Filicide – the killing of a child by a parent, stepparent, or equivalent guardian, is a devastating universal form of family violence. It challenges our deepest assumptions about parental care and demands focused attention.
Understanding Filicide
Definition
Filicide involves biological parents, stepparents (often mothers’ live-in partners), and, less commonly, guardians like grandparents or carers.
Forms of Filicide
- Neonaticide: Killing of a newborn
- Infanticide: Killing of a child aged 0–2 (age range and penalties vary by country)

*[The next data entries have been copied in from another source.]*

Issue #671, opened 2026-09-12
Per-session Git Efficiency tab still counts failed and amended commits


chrisdhaan:
## Summary

The Git tab's weekly/30-day panel (fixed in #663/#670) now excludes failed and amend commits from its commit count via `isCountedCommit`. The per-session `GitEfficiencyTracker`, which powers the per-session Git Efficiency view, was not updated to match — it still counts every `commit`-type event regardless of `record.success` or an `--amend` flag.

## Background

From #663's own PR description (Tradeoffs section):

> The per-session `GitEfficiencyTracker` now classifies per segment too, but keeps its own commit counting rule, so a failed or amended commit still counts there. It hydrates from git log for today with its own 5-second dedup, and changing that is a separate fix.

So a session that ran a failing `git commit` (e.g. a pre-commit hook rejection) or an `--amend` will show an inflated commit count on the per-session tab, while the weekly/30-day view for the same activity now correctly excludes it. The two views can disagree on the same underlying data.

## Proposed fix

Apply the same `isCountedCommit`-style filter (success + not-amend) to `GitEfficiencyTracker`'s commit counting in `src/metrics/git-efficiency-tracker.ts`, so per-session and weekly/30-day commit counts stay consistent.

Issue #486, opened 2026-08-27
Engaged/active time metric — collector silently ignores lifecycle hook events


adjohn:
## Problem
`ai.session.duration_ms` is pure wall clock from MCP-process construction (`src/metrics/session-tracker.ts:158,288,332`) — a session left open overnight counts every hour. Claude Code's OTel exports `active_time.total` (active vs. idle), which is the number managers actually want for engagement.

The ingredients exist but aren't wired: `collector-script.ts`'s dispatch chain handles only tool-shaped events and silently ignores `UserPromptSubmit`/`SessionStart`/`SessionEnd`/`Stop` (unknown-event fallthrough at the end of the chain), and the installer wires only the two tool hooks. Gap machinery exists only at tool granularity (`TurnTracker` 2s bursts, `src/metrics/turn-tracker.ts:32-35`; `TaskDetector` idle timeout; `LiveSessionRegistry` 180s liveness).

## Proposed fix
- Collector branches + installer wiring for `UserPromptSubmit`, `SessionStart`, `SessionEnd`, `Stop`.
- A gap-coalescing accumulator (prompt→Stop spans unioned with tool-call bursts, capped idle gaps) producing e.g. `ai.session.engaged_ms` alongside wall-clock duration.

## Honest ceiling
Claude Code's definition includes "actively typing, reading" — keystroke/focus states hooks can never see. This should ship as a distinct *engaged time* metric, documented as an approximation, not claimed as parity.

🤖 Generated with [Claude Code](https://claude.com/claude-code)

PR #789, opened 2026-09-19
Fix #672: Don't attribute chained gh failures to last git segment

### LINKED ISSUE #672: Chained git/gh command errors are attributed to the wrong segment when the failure isn't the last git/gh segment
## Summary

When a shell command chains multiple git/gh segments with `&&`, error output from the tool call is attributed to the *last* git segment in the chain — but the failure isn't always in the last segment. A command like `git push && gh pr create` that fails on the `gh pr create` step still hands the error text to the `push` segment, since that's the last *git* segment `classifyGitSegments` sees (the `gh` command is classified separately).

- Familicide: Killing of all family members, including the non-offending parent, often followed by the perpetrator’s suicide
- Filicide–Suicide: Killing of a child or children followed by the perpetrator’s suicide
What We Know
- Who Commits Filicide?
Mothers and fathers kill in similar numbers, but stepparents — particularly stepfathers — are over-represented. - Global Perspective
Research from Australia, the Americas, Europe, Asia, and Africa shows consistent patterns despite cultural differences. - Trends
After decades of stability, filicide rates have risen in recent years — potentially linked to pandemic-related pressures. - Poverty Not a Primary Driver
Higher-income countries like Australia, the US, and the UK report higher incidence rates, challenging previous assumptions.

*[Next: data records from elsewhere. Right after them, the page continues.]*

PR #216, opened 2018-11-14
ADEN-7818 Move jwplayer ads video module to ad-products

fraszczakszymon:


examples/video/jwplayer/script.js
```diff
@@ -0,0 +1,70 @@
...
+context.set('custom.device', utils.client.getDeviceType());
+context.set('custom.adLayout', 'article');
+context.set('options.tracking.kikimora.player', true);
+context.set('options.video.isMidrollEnabled', utils.queryString.get('midroll') === '1');
+context.set('options.video.isPostrollEnabled', utils.queryString.get('postroll') === '1');
+context.set('options.video.adsOnNextVideoFrequency', parseInt(utils.queryString.get('capping'), 10) || 3);
+
+if (f15sVideoId) {
+	const map = {};
+	map[f15sVideoId] = 5.0;
```
dmnsobczak: This variable is unnecessary, but it's just a example page so it's doesn't matter I guess ¯\_(ツ)_/¯

src/ad-engine/services/slot-service.js
```diff
@@ -41,6 +41,10 @@ function setState(slotName, state, status = null) {
 }
 
 class SlotService {
+	/**
+	 * Add new slot to register
+	 * @param {AdSlot} adSlot
```
dmnsobczak: 💎

src/ad-products/tracking/video/twitch-tracker.js
```diff
@@ -0,0 +1,43 @@
+import { context } from '@wikia/ad-engine';
+import playerEventEmitter from './player-event-emitter';
+import videoEventDataProvider from './video-event-data-provider';
+
+/**
+ * Ads tracker for Twitch
+ */
+export class TwitchTracker {
```
dmnsobczak: Twitch tracker is an exact copy of Porvata tracker. Can't we avoid that?

But on the other hand we gonna make a Twitch cleanup so... ;)

PR #217, opened 2018-11-14
ADEN-7809-2	Resize adslot

pnather:


src/ad-products/templates/sticky-ad.js
```diff
@@ -83,6 +87,10 @@ export class StickyAd {
 				scrollListener.removeCallback(this.scrollListener);
 			}
 		});
+
+		window.addEventListener('resize', () => {
```
dmnsobczak: You can simplify this to: `window.addEventListener('resize', this.adjustAdSlot);`

PR #220, opened 2018-11-16
ADEN-7907 StickyAd enhancements.

jacekbj:


src/ad-products/templates/sticky-ad.js
```diff
@@ -103,54 +103,106 @@ export class StickyAd {
...
+		this.config.moveNavbar(this.adSlot.getElement().scrollHeight, SLIDE_OUT_TIME);
+
+		if (document.hidden) {
+			await utils.once(window, 'visibilitychange');
+		}
+
+		return slotTweaker.makeResponsive(this.adSlot);
+	}
+
+	onCloseClicked() {
```
fraszczakszymon: Do we need this "wrapper"?

src/ad-products/templates/sticky-ad.js
```diff
@@ -1,94 +1,94 @@
...
+	static getDefaultConfig() {
+		return {
+			enabled: true,
+			desktopNavbarWrapperSelector: '.wds-global-navigation-wrapper',
+			mobileNavbarWrapperSelector: '.global-navigation-mobile-wrapper',
+			mainContainer: document.body,
+			handleNavbar: false,
+			stickyAdditionalTime: 0,
+			stickyUntilSlotViewed: true,
+			stickinessAllowed: true, // TODO
```
fraszczakszymon: What's left to do? Should we allow stickiness only for defined slot names?

jacekbj: I am removing this property.
The TLB should enable this (or any other) template in each app in order not to store app-dependent slot names in ad-engine.

PR #221, opened 2018-11-19
ADEN-7933 Adding stickyAd events

dmnsobczak:


src/ad-products/templates/sticky-ad.js
```diff
@@ -58,6 +59,7 @@ export class StickyAd {
 			return;
 		}
 
+		this.adSlot.setStatus(StickyAd.SLOT_STICKY_READY_STATE);
```
fraszczakszymon: I have doubts about setting status. It overrides info about success/collapse :( (it also overrides `data-slot-result`. I'd vote for refactoring this part of code and give possibility to separately:
* set status based on received creative
* dispatch single event for ad slot

But I understand that it would require much more time. What do you think?

dmnsobczak: Will do.

src/ad-engine/models/ad-slot.js
```diff
@@ -170,4 +170,10 @@ export class AdSlot extends EventEmitter {
 		slotTweaker.hide(this);
 		this.setStatus(status);
 	}
+
+	trackEvent(event = null) {
```
fraszczakszymon: s/trackEvent/emitEvent
s/event/eventName

What do you think?

dmnsobczak: Done.

src/ad-engine/models/ad-slot.js
```diff
@@ -170,4 +170,10 @@ export class AdSlot extends EventEmitter {
 		slotTweaker.hide(this);
 		this.setStatus(status);
 	}
+
+	emitEvent(eventName = null) {
+		if (eventName !== null) {
```
jacekbj: How about undefined :trollface: ? `if (eventName != null)` would fix that

dmnsobczak:
Major release: sticky/unsticky BFAB events logic is changed and it will cause regression without changes on app, mobile-wiki and f2.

Key Risk (Lethality) Factors
Filicide often involves a constellation of risk factors, varying by perpetrator type:
Currently, no risk patterns have been clearly identified for parents acting together.
Victims
- Aged under 5
- Chronic illness or disability
- Hospitalisation at birth
Fathers
- Living with/near a child under 5
- Intimate partner violence
- Mental illness
- Child abuse
- Substance abuse
- Criminal history
- Threats to kill (reported to authorities)
- Service avoidance
- Recent separation
Stepfathers
- Living with/near a child under 5
- Intimate partner violence
- Mental illness
- Child abuse
- Substance abuse
- Criminal history
- Threats to kill (reported to authorities)
- Service avoidance
- Recent separation
Mothers
- Living with a child under 5
- Mental illness
- Victim of domestic violence
- Recent separation
- Recent migration
- Disengagement from services
Understanding filicide requires examining how risk factors interact. For example, a migrant mother experiencing depression and abuse, or a father who is violent toward both partner and child.
A key finding: disengagement from services is a major warning sign. Many perpetrators are known to services but fail to engage. Strengthening early intervention and improving access could be crucial to prevention.